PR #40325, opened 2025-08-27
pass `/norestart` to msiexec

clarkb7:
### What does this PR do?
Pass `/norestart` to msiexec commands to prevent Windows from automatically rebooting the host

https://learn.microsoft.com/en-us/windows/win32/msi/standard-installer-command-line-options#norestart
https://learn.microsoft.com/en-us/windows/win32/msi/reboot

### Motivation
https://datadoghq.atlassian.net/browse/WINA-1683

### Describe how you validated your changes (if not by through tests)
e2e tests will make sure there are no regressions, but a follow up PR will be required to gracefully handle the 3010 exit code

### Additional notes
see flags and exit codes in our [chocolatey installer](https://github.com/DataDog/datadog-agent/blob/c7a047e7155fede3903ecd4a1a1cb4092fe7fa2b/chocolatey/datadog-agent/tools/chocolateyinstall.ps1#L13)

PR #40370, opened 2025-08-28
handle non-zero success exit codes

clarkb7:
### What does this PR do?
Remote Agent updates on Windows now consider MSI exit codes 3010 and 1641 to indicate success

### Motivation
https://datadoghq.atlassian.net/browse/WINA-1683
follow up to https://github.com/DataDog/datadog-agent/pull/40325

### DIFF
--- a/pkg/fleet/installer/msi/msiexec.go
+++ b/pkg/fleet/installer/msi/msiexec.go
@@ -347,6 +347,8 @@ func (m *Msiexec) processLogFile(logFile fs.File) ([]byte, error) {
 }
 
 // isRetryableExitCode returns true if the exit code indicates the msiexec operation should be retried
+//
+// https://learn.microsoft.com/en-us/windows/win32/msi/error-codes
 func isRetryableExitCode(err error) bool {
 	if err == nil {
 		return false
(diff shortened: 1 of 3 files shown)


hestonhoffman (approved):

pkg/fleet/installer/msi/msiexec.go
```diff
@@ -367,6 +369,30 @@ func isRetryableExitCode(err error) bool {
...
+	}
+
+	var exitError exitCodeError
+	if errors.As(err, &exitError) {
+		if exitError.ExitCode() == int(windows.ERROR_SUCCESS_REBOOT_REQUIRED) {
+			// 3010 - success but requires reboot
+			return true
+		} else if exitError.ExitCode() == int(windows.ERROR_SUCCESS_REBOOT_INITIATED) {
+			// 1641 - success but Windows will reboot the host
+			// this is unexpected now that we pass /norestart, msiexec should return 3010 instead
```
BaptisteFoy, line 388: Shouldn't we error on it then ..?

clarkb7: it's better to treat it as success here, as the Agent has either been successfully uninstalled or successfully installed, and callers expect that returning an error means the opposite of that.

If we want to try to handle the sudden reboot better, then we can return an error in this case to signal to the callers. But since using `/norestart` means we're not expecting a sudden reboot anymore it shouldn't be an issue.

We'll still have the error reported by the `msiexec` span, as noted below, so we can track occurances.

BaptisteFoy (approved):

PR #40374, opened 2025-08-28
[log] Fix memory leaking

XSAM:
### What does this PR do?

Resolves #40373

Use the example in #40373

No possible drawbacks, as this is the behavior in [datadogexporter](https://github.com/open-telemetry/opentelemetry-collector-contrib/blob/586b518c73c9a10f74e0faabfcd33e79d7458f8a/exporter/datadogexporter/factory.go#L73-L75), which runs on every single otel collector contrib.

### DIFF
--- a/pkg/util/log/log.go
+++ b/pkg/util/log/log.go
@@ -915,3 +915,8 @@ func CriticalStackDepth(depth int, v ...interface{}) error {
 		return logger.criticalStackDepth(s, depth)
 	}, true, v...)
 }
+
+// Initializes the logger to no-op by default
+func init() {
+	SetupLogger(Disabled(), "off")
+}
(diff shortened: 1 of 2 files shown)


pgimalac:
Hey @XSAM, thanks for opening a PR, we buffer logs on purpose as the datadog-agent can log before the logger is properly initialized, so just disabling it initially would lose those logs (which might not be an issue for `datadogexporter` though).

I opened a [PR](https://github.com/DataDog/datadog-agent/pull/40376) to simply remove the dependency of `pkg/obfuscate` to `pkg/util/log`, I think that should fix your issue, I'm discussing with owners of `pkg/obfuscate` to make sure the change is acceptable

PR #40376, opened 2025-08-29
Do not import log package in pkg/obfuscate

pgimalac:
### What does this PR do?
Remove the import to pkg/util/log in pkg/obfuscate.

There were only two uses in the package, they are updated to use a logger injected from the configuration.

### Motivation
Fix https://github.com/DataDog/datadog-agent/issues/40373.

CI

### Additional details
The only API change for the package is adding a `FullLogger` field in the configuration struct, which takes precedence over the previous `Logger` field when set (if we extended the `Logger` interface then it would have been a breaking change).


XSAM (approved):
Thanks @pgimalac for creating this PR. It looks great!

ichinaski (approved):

----------------

GOAL OF THE EXERCISE: The stretch of entries above that starts with the line containing "### Additional notes" and goes on through the line containing "Use the example in #40373" is to be transcribed exactly, and no other line is to be transcribed.

OUTPUT FOR THIS TASK:
### Additional notes
see flags and exit codes in our [chocolatey installer](https://github.com/DataDog/datadog-agent/blob/c7a047e7155fede3903ecd4a1a1cb4092fe7fa2b/chocolatey/datadog-agent/tools/chocolateyinstall.ps1#L13)

PR #40370, opened 2025-08-28
handle non-zero success exit codes

clarkb7:
### What does this PR do?
Remote Agent updates on Windows now consider MSI exit codes 3010 and 1641 to indicate success

### Motivation
https://datadoghq.atlassian.net/browse/WINA-1683
follow up to https://github.com/DataDog/datadog-agent/pull/40325

### DIFF
--- a/pkg/fleet/installer/msi/msiexec.go
+++ b/pkg/fleet/installer/msi/msiexec.go
@@ -347,6 +347,8 @@ func (m *Msiexec) processLogFile(logFile fs.File) ([]byte, error) {
 }
 
 // isRetryableExitCode returns true if the exit code indicates the msiexec operation should be retried
+//
+// https://learn.microsoft.com/en-us/windows/win32/msi/error-codes
 func isRetryableExitCode(err error) bool {
 	if err == nil {
 		return false
(diff shortened: 1 of 3 files shown)


hestonhoffman (approved):

pkg/fleet/installer/msi/msiexec.go
```diff
@@ -367,6 +369,30 @@ func isRetryableExitCode(err error) bool {
...
+	}
+
+	var exitError exitCodeError
+	if errors.As(err, &exitError) {
+		if exitError.ExitCode() == int(windows.ERROR_SUCCESS_REBOOT_REQUIRED) {
+			// 3010 - success but requires reboot
+			return true
+		} else if exitError.ExitCode() == int(windows.ERROR_SUCCESS_REBOOT_INITIATED) {
+			// 1641 - success but Windows will reboot the host
+			// this is unexpected now that we pass /norestart, msiexec should return 3010 instead
```
BaptisteFoy, line 388: Shouldn't we error on it then ..?

clarkb7: it's better to treat it as success here, as the Agent has either been successfully uninstalled or successfully installed, and callers expect that returning an error means the opposite of that.

If we want to try to handle the sudden reboot better, then we can return an error in this case to signal to the callers. But since using `/norestart` means we're not expecting a sudden reboot anymore it shouldn't be an issue.

We'll still have the error reported by the `msiexec` span, as noted below, so we can track occurances.

BaptisteFoy (approved):

PR #40374, opened 2025-08-28
[log] Fix memory leaking

XSAM:
### What does this PR do?

Resolves #40373

Use the example in #40373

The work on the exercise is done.